Justice Clarke immediately moves onto article 14 of European directive 2005/56/EU , this deals with the assets and liabilities of the companies but NOT the securities. Justice Clarke should have quoted Article 4 of the said Directive. Article 4 (1)(b) states " a company taking part in a cross border merger shall comply with the provisions and formalities of the National law to which they are subject. BOSI did not adhere to these formalities ie they failed to transfer ownership of the securities as set out in an Act of the Oireachtas; section 62/64 of the registration ot Titles Act 1964 refer. Article 4(2) states " The provision and formalities referred to in paragraph (1)(b) shall, in particular, include those concerning the decision making process relating to the merger and, taking into account the cross border nature of the merger, the protection of creditors of the merging companies, debentures holders and the holders of SECURITIES or shares......" In other words, in relation to securities, these matters must be attended to, before the transfer of assets and liabilities takes place, not afterwards as is what has happened.

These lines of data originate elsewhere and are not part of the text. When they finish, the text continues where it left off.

PR #635, opened 2021-11-07
✨ New kubebuilder:skipDescriptions CRD marker

### LINKED ISSUE #441: Ability to skip descriptions per field or per package

armsnyder:
Signed-off-by: Adam Snyder <armsnyder@gmail.com>

### Overview

Closes #441 

I added a new marker `kubebuilder:skipDescriptions`. When added to a field it skips adding property descriptions for all nested properties under that field, recursively. When added to a package it skips adding property descriptions for all types in the package, recursively.

The benefit of this marker is it allows a user to embed types from external packages without causing the types to generate descriptions.

### Details

I had trouble implementing this because the marker system currently can only process one type at a time, meaning that markers do not have access to nested properties. This was a problem for removing descriptions in imported packages.

My solution was a new marker interface `PostFlattenMarker` that a marker can implement so that it gets invoked much later, after the JSON schema has been flattened.

### How this was tested

I added integration tests for both the package-type and field-type `kubebuilder:skipDescriptions` marker. The tests are modeled after the existing `gen_integration_test.go` test. They check the controller-gen output against go-generated CRD files.

(Half of this PR diff is testdata files.)

### DIFF
--- a/pkg/crd/markers/skip_descriptions.go
+++ b/pkg/crd/markers/skip_descriptions.go
@@ -1,5 +1,5 @@
 /*
-Copyright 2019 The Kubernetes Authors.
+Copyright 2021 The Kubernetes Authors.
 
 Licensed under the Apache License, Version 2.0 (the "License");
 you may not use this file except in compliance with the License.
--- a/pkg/crd/markers/skip_descriptions.go
+++ b/pkg/crd/markers/skip_descriptions.go
@@ -1,0 +1,63 @@
+/*
+Copyright 2019 The Kubernetes Authors.
+
+Licensed under the Apache License, Version 2.0 (the "License");
+you may not use this file except in compliance with the License.
+You may obtain a copy of the License at
+
+    http://www.apache.org/licenses/LICENSE-2.0
+
+Unless required by applicable law or agreed to in writing, software
+distributed under the License is distributed on an "AS IS" BASIS,
+WITHOUT WARRANTIES OR CONDITIONS OF ANY KIND, either express or implied.
+See the License for the specific language governing permissions and
+limitations under the License.
+*/
+
+package markers
+
+import (
+	apiext "k8s.io/apiextensions-apiserver/pkg/apis/apiextensions/v1"
+	"sigs.k8s.io/controller-tools/pkg/markers"
+)
+
+func init() {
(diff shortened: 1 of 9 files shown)


sathieu:
@armsnyder What is the status of this? You probably need to request a review (see https://github.com/kubernetes-sigs/controller-tools/pull/635#issuecomment-962556381).

armsnyder:
Thanks @sathieu, I wasn't sure that message was for me. The PR should be ready for review.

/assign @pwittrock

pkg/crd/markers/skip_descriptions.go
```diff
@@ -0,0 +1,63 @@
+/*
+Copyright 2019 The Kubernetes Authors.
```
christopherhein, line 2:
```suggestion
Copyright 2021 The Kubernetes Authors.
```

pkg/crd/markers_integration_test.go
```diff
@@ -0,0 +1,114 @@
+/*
+Copyright 2019 The Kubernetes Authors.
```
christopherhein, line 2:
```suggestion
Copyright 2021 The Kubernetes Authors.
```

pkg/crd/schema_post_flatten.go
```diff
@@ -0,0 +1,109 @@
+/*
+Copyright 2019 The Kubernetes Authors.
```
christopherhein, line 2:
```suggestion
Copyright 2021 The Kubernetes Authors.
```

christopherhein (commented):
thanks for the tag @camilamacedo86, added some very basic comments re:copyright dates on the new files, otherwise this lgtm!

christopherhein:
Thanks @armsnyder ! 

/lgtm

armsnyder:
What's the next step for this PR?

armsnyder:
@christopherhein @camilamacedo86 Do we still want this feature?

zuzzas:
@armsnyder 
I've been using your changes to great effect! Thanks!

Unfortunately, the PR does not work on the latest master. Tests fail as well. Can you rebase, please?

andriisoldatenko:
@armsnyder is it something you are still interesting to contribute or are you okey if I try to re-apply your patch in new PR against main branch?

In relation to Article 14 (3) this clause deals with the laws of Member States which require the completion of special formalities before the transfer of certain assets, rights and obligation by the merging companies become effective against third parties, those formalities shall be carried out by the company resulting from the cross border merger. This clause makes no mention of securities  while Articles 2 and 4 refer specifically to same.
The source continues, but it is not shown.